Data extract ▸
Issue #85, opened 2016-01-11
Merge JS lib and CSS files


asaunier:
As for now, we have several node_modules files that are loaded from the HTML including in standard mode: https://github.com/c2corg/v6_ui/blob/master/c2corg_ui/templates/base.html#L74-L80

Merging those lib files in a single one would be useful.

tsauerwein:
For libraries like jQuery, Angular and TypeAhead we could also consider using CDN URLs so that these libraries might already be in the browser cache from visiting other sites that use the same libraries.

tsauerwein:
See also: http://stackoverflow.com/a/21099939/119937

asaunier:
OK, that indeed makes sense!

gberaudo:
By using a CDN you expose user's privacy to the CDN (referrer, cookie).
There is also the risk of the CDN being hacked and serving malwares.
It also adds a failure point: if the CDN is down c2c becomes unusable.

In modern browsers it is possible to protect from CDN malwares by using subresource integrity: https://hacks.mozilla.org/2015/09/subresource-integrity-in-firefox-43/

For the first point, it is a choice to make between user's privacy and speed.

tsauerwein:
Or we concatenate all dependencies into a single file. We would have a `deps.js` and a `build.js` file. The `build.js` is going to change more often, so we wouldn't have to invalidate the cache for the `deps.js` file every time.

gberaudo:
Concatenating all dependencies into a signle `deps.js` file looks good to me.

asaunier:
Sounds good to me to have a deps.js file. As mentioned by @tsauerwein upgrading the libs will occur not that often.

tsauerwein:
Same for CSS files (I updated the title).

PR #240, opened 2016-03-18
Outings

ginold:
continuing with another document type - outings. Looks good to me! 

I updated views in other documents and helpers in order to support outings.

I also added moment.js and angular-moment to translate dates and have some easy date manipulation, so we will easily be able to add stuff like '8 minutes ago'  or 'outing of 16th may 2016' in all languages.

outing/route/waypoint cards are generated everywhere by the same helper.

Edit form supports localstorage - > if user exists the window and comes back, the unfinished form will be filled with data previously saved (each 5 secs). It is removed and replaced when user changes of document.

screenshot from 2016-03-18 17 39 21
screenshot from 2016-03-18 17 38 24
screenshot from 2016-03-18 17 37 48
screenshot from 2016-03-18 17 38 13

screenshot from 2016-03-18 17 38 56

### DIFF
--- a/c2corg_ui/static/js/documentediting.js
+++ b/c2corg_ui/static/js/documentediting.js
@@ -47,6 +47,7 @@ app.module.directive('appDocumentEditing', app.documentEditingDirective);
  * @param {angular.Attributes} $attrs Attributes.
  * @param {app.Authentication} appAuthentication
  * @param {app.Alerts} appAlerts
+ * @param {amMoment} amMoment angular moment directive.
  * @param {app.Api} appApi Api service.
  * @param {string} authUrl Base URL of the authentication page.
  * @constructor
@@ -54,7 +55,7 @@ app.module.directive('appDocumentEditing', app.documentEditingDirective);
  * @export
  */
 app.DocumentEditingController = function($scope, $element, $attrs,
-    appAuthentication, appAlerts, appApi, authUrl) {
+    appAuthentication, appAlerts, appApi, authUrl, amMoment) {
 
   /**
    * @type {angular.Scope}
@@ -118,6 +119,12 @@ app.DocumentEditingController = function($scope, $element, $attrs,
   this.alerts_ = appAlerts;
 
   /**
+   * @type {amMoment}
+   * @private
+   */
+  this.amMoment_ = amMoment;
+
+  /**
    * first next step would be 2 by default
    * @export
    */
@@ -154,6 +161,10 @@ app.DocumentEditingController = function($scope, $element, $attrs,
    */
   this.scope_.waypoint = {};
 
+  /**
+   * @export
+   */
+  this.differentDates;
 
   /**
    * @type {app.Api}
@@ -186,26 +197,15 @@ app.DocumentEditingController = function($scope, $element, $attrs,
     this.handleMapFeatureChange_(feature);
     this.scope_.$apply();
   }.bind(this));
+
+  this.putLocalstorage_();
 };
-
-
-/**
- * @const
- * @type {string}
- */
-app.DocumentEditingController.FORM_PROJ = 'EPSG:4326';
-
-
-/**
- * @const
- * @type {string}
- */
-app.DocumentEditingController.DATA_PROJ = 'EPSG:3857';
 
 
 /**
  * @param {Object} response Response from the API server.
  * @private
+ * @suppress {checkTypes}
  */
 app.DocumentEditingController.prototype.successRead_ = function(response) {
   var data = response['data'];
@@ -236,7 +236,24 @@ app.DocumentEditingController.prototype.successRead_ = function(response) {
     this.isNewLang_ = true;
   }
 
-  this.scope_[this.modelName_] = data;
+  var document = JSON.parse(window.localStorage.getItem(this.modelName_));
+
+  // if document does'nt exist in localstorage or it's another document, set the data got from API
+  if (document === null || document['document_id'] !== data['document_id']) {
+    this.scope_[this.modelName_] = data;
+    // if it exists and it's the same document (for ex reloaded the page), replace whit what's in localstorage
+  } else if (document['document_id'] === data['document_id']) {
+    this.scope_[this.modelName_] = document;
+  }
+
+  if (this.modelName_ === 'outing') {
+    var outing = this.scope_['outing'];
+    outing['date_start'] = app.utils.formatDate(outing['date_start']);
+    outing['date_end'] = app.utils.formatDate(outing['date_end']);
+    // to show or hide date_end in the form
+    this.differentDates = app.utils.areDifferentDates(outing['date_start'], outing['date_end']);
+  }
+
   this.scope_.$root.$emit('documentDataChange', data);
 };
 
@@ -270,8 +287,8 @@ app.DocumentEditingController.prototype.submitForm = function(isValid) {
     var lonlat = data['lonlat'];
     if ('longitude' in lonlat && 'latitude' in lonlat) {
       var point = new ol.geom.Point([lonlat['longitude'], lonlat['latitude']]);
-      point.transform(app.DocumentEditingController.FORM_PROJ,
-                      app.DocumentEditingController.DATA_PROJ);
+      point.transform(app.constants.documentEditing.FORM_PROJ,
+                      app.constants.documentEditing.DATA_PROJ);
       // If creating a new document, the model has no geometry attribute yet:
       data['geometry'] = data['geometry'] || {};
 
@@ -318,6 +335,8 @@ app.DocumentEditingController.prototype.submitForm = function(isValid) {
         this.module_, this.id_, this.lang_);
     }.bind(this));
   }
+  // remove the edited item from localstorage
+  window.localStorage.removeItem(this.modelName_);
 };
 
 
@@ -343,8 +362,7 @@ app.DocumentEditingController.prototype.updateMap = function() {
     var lonlat = data['lonlat'];
     if ('longitude' in lonlat && 'latitude' in lonlat) {
       var point = new ol.geom.Point([lonlat['longitude'], lonlat['latitude']]);
-      point.transform(app.DocumentEditingController.FORM_PROJ,
-                      app.DocumentEditingController.DATA_PROJ);
+      point.transform(app.constants.documentEditing.FORM_PROJ, app.constants.documentEditing.DATA_PROJ);
       // If creating a new document, the model has no geometry attribute yet:
       data['geometry'] = data['geometry'] || {};
       data['geometry']['geom'] = this.geojsonFormat_.writeGeometry(point);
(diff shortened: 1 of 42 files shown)


asaunier:
There's probably something missing in the PR: opening an outing detail view makes a crash:

>   File "/home/alex/Bureau/v6_ui/c2corg_ui/templates/outing/view.html", line 11, in render_body
    <%
  File "/usr/lib/python3.4/json/__init__.py", line 312, in loads
    s.__class__.__name__))
TypeError: the JSON object must be str, not 'NoneType'

c2corg_ui/templates/base.html
```diff
@@ -109,6 +118,15 @@
...
+    <script src="${request.static_url('%s/moment/min/moment.min.js' % node_modules_path)}"></script>
+    <script src="${request.static_url('%s/angular-moment/angular-moment.min.js' % node_modules_path)}"></script>
+    <script src="${request.static_url('%s/moment/locale/ca.js' % node_modules_path)}"></script>
+    <script src="${request.static_url('%s/moment/locale/fr.js' % node_modules_path)}"></script>
+    <script src="${request.static_url('%s/moment/locale/en-gb.js' % node_modules_path)}"></script>
+    <script src="${request.static_url('%s/moment/locale/de.js' % node_modules_path)}"></script>
+    <script src="${request.static_url('%s/moment/locale/es.js' % node_modules_path)}"></script>
+    <script src="${request.static_url('%s/moment/locale/eu.js' % node_modules_path)}"></script>
+    <script src="${request.static_url('%s/moment/locale/it.js' % node_modules_path)}"></script>
     <script src="${request.static_url('c2corg_ui:static/build/build.js')}"></script>
```
asaunier: If the files are the same in both standard and debug modes, you could include them only once, outside of the ``if debug:`` blocks.

Isn't it possible to load those locale files only when the interface lang changes? (as done for angular-gettext).
If not we will have to make sure that those locale files are included in a global libaries build. See https://github.com/c2corg/v6_ui/issues/85

ginold: does it happen to every outing or just to a particular one ? i don't have this issue

asaunier:
Whatever the list page (outings, routes, WP), the creation button is "Add a WP".

asaunier:
Is it normal that in the routes list page, activities icons are no longer displayed?

asaunier:
> does it happen to every outing or just to a particular one ? i don't have this issue

Yes, all the outings I have tried. It happens in both my local and dev server instances: 
http://c2corgv6-demo.gis.internal:6555/outings

ginold:
oO everything is ok in my instance. Maybe run upgrade-dev or something. How can I debug this? maybe your instance has a problem.

c2corg_ui/templates/outing/helpers/detailed_outings_attributes.html
```diff
@@ -0,0 +1,199 @@
...
+<%def name="get_outing_location(waypoint, geometry4326)">\
+<div class="name-icon-value " ng-click="detailsCtrl.openTab($event)">
+  <h4><span translate>Location</span><span class="glyphicon glyphicon-menu-right"></span></h4>
+  <div class="name-icon">
+    <span class="glyphicon glyphicon-map-marker"></span>
+    <p translate>Location</p>
+  </div>
+  <span class="detail-text accordion" ng-init="point = ${geometry4326['geom']}">
+  x: {{point.coordinates[0] | number: 0}}
+  y:  {{point.coordinates[1] | number: 0}}
```
asaunier: We don't need this for outings: the default point geometry is only used to recenter the map or make geographic filtering. But having the coordinates of a point is not relevant for outings: they are not points.

c2corg_ui/templates/outing/view.html
```diff
@@ -0,0 +1,161 @@
...
+<%inherit file="../base.html"/>
+<%namespace file="../helpers/common.html" import="show_title"/>
+<%namespace file="helpers/detailed_outings_attributes.html" import="get_outing_associated_maps, get_outing_snow, get_outing_access, get_outing_participants, get_outing_location, get_outing_general, get_outing_heights"/>
+<%namespace file="../helpers/view.html" import="get_document_min_max, get_document_locale_text, show_attr, show_missing_langs_links,
+    show_other_langs_links, show_archive_data, show_route_title, get_route_activities, 
+    show_areas, show_maps, show_float_buttons, get_associated_documents"/>
+<%
+outing_id = outing['document_id']
+other_langs, missing_langs = get_lang_lists(outing, lang)
+geometry4326 = outing['geometry']
```
asaunier: We don't need ``geometry4326`` for outings. As explained for function ``get_outing_location``, no coordinates are shown.

c2corg_ui/templates/outing/view.html
```diff
@@ -0,0 +1,161 @@
...
+point = json.loads(outing['geometry']['geom'])
```
asaunier: This line is responsible of the crashes I have observed when loading an outing detail view => if the outing has no geometry set (``None``), python crashes saying that ``TypeError: the JSON object must be str, not 'NoneType'``.

My API instance seems outdated since I get no error when using the API demo instance.
In the new DB structure ``outing['geometry']['geom']`` is the default point geomtry and is always available for all outings. @tsauerwein is it correct?

Anyway I don't see where the ``point`` variable is used in the template!?

tsauerwein: > In the new DB structure outing['geometry']['geom'] is the default point geomtry and is always available for all outings. @tsauerwein is it correct?

Yes. Except that there is no guarantee that there is always a default geometry. You might end up with an outing that has no default geometry.

asaunier: OK thanks. This means we need to check the geom is not null before using ``json.loads``. For instance:
```
point = json.loads(outing['geometry']['geom']) if outing['geometry']['geom'] not None else None
```

asaunier:
Button "Add my outing" in the top banner is not functional.
By the way rather name it "Add an outing" ("my" is so old schooool :P )

Concerning the outing editing/creating form process:
* have you really used the steps described in the wireframes for creating an outing? It seems not. For instance the GPS track should be provided at step 1 (to suggest associated routes in the neighborhood), ditto for routes association tool, useful to suggest an outing title. See https://basecamp.com/1760892/projects/9067037/todos/234805483
* what's the difference between the "Save" and "Post" buttons?
* why do we have those 2 (actually 3) buttons only in the first step?

ginold:
- save/post ? i don't know, i just copied the mockup
- it's not exactely like seen on wireframe, because they (of course) did't anticipate so much data and most likely didn't event know what are the resting inputs so I made a few choices for not squishing it all together. They forgot 'date end' for example, or doesn't it exist anymore? I saw 'parcours'  and 'itineraire' section, I thought it was clearly the better place for 'itineraire suivi'. What is the difference between 'itineraire suivi' & 'itineraire emprunte' ?
- but "ajouter ma sortie" is not oldschool ?:P

asaunier:
OK keep the steps as is, but as for the WP and routes, I think it will have to be reviewed by the client.

asaunier:
I have updated (checked) some of the issues reported previously.

Other problems I see:
* [ ] The category dropdown is set to "routes" when showing the outings list page (should be "outings").
* [ ] Could you change the order of the categories? I recommend routes > waypoints > outings.
* [ ] In outings list view maps are not needed, only for WP and routes detail views (should probaby be removed on API as well)
* [ ] I know the layout overviews minimize the date but it's an essential info that should be more obvious. I think it should appear in the title or as subtitle, above the map (as in the wireframes).
* [ ] Do we really need to have the activities displayed twice (icon in the title + name in the figures)?
* [ ] The associated routes should also be more obvious, and be shown higher in the page.
* [ ] "Drescription" is not a relevant title (in the editing form as well). Should be "comments" (or "personal comments").

asaunier:
I had some precision from the client for outings dates (can be managed in a separated PR if you prefer):
* [ ] date to show in outings lists is ``date_end``
* [ ] showing the date as subtitle of outings detail view page would be nice to make the date more obvious
* [ ] if date_end != date_start, if possible it would look like:
```
12 - 16 mars 2016
26 mars - 3 avril 2016
27 décembre 2015 - 4 janvier 2016
```

The client asked if adding the weekday ("dimanche") would be (reasonably!) possible? Perhaps with momentjs?

c2corg_ui/static/js/documentediting.js
```diff
@@ -565,6 +573,43 @@ app.DocumentEditingController.prototype.pushToArray = function(object, property,
...
+app.DocumentEditingController.prototype.openDateEnd = function() {
+  this.dateEndOpened = true;
+};
+
+
+/**
+ * @export
+ * @suppress {missingProperties}
+ */
+app.DocumentEditingController.prototype.formatDate = function(date) {
```
asaunier: I'm a bit reluctant with having document_type specific functions and properties in this controller, that should be kept as generic as possible. Should we consider using inheriting controllers when the generic editing controller is not enough?

Perhaps at least this ``formatDate`` function could be moved to ``app.utils``?

c2corg_ui/static/js/lang.js
```diff
@@ -102,6 +111,14 @@ app.LangController.prototype.updateLang = function(lang) {
     'path': '/',
     'expires': this.todayInOneYear_()
   });
+
+  if (lang === 'en') {
+    lang = 'en-gb';
+  }
+  $.get('/node_modules/moment/locale/' + lang + '.js', function() {
```
asaunier: :+1:

c2corg_ui/templates/helpers/view.html
```diff
@@ -146,6 +93,205 @@ <h4 translate>No maps associated</h4>
...
+     ## all activities are stacked one upon another and only the #target is displayed
+       <span class="route-activity icon-${activity}" uib-tooltip="{{ mainCtrl.translate('${activity}') }}" tooltip-placement="${tooltipPosition}"></span>
+    % endfor 
+  % endif
+</%def>
+
+
+
+<%def name="get_associated_documents(document, associatedDocuments)">\
+
```
asaunier: The indentation of the if/elif blocks looks a bit weird in this function.

c2corg_ui/static/js/documentediting.js
asaunier: > I'm a bit reluctant with having document_type specific functions and properties in this controller, that should be kept as generic as possible. Should we consider using inheriting controllers when the generic editing controller is not enough?

I have created an issue for this: https://github.com/c2corg/v6_ui/issues/246

Perhaps you could make the suggested change for ``formatDate`` anyway?

asaunier:
I have moved other change requests to dedicated issues https://github.com/c2corg/v6_ui/issues/245 https://github.com/c2corg/v6_ui/issues/246 https://github.com/c2corg/v6_ui/issues/247

Still 2 minors comments. Else :+1: for merging, thanks!

asaunier:
Fixes https://github.com/c2corg/v6_ui/issues/244

asaunier:
Personal comment field at step1 of the editing form:
* typo in field title
* the placeholder "write your comment" should disappear when the focus is on the field
* What is difference between this field and "description" at step 4?

asaunier:
@ginold I have (temporarly) neutralised your changes about saving the editing form content in the localstorage. See 58be436

I don't have time to fix the errors reported by the Closure compiler today and I think there are many things that should be improved before it is ready:
* depending if the user has checked "remember me" when authenticating, we should use ``sessionStorage`` instead of ``localStorage``. We should do something like in https://github.com/c2corg/v6_ui/blob/master/c2corg_ui/static/js/auth/authservice.js#L79 By the way should we introduce a common storage service that could be use for auth and documentediting?
* I think that when the localstorage is used to fill the editing form, it's no use making an API request to fill the form. Couldn't you check for the value of ``this.id_`` to figure out if the ids match?

I think it is better to make those changes in a new PR, taking the comments above into account. I will create an issue for this.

Work to complete ▸
The first line of the entries, the line with "As for now, we", and every line between them should be retyped exactly, and nothing else.

Output ▸
Issue #85, opened 2016-01-11
Merge JS lib and CSS files


asaunier:
As for now, we have several node_modules files that are loaded from the HTML including in standard mode: https://github.com/c2corg/v6_ui/blob/master/c2corg_ui/templates/base.html#L74-L80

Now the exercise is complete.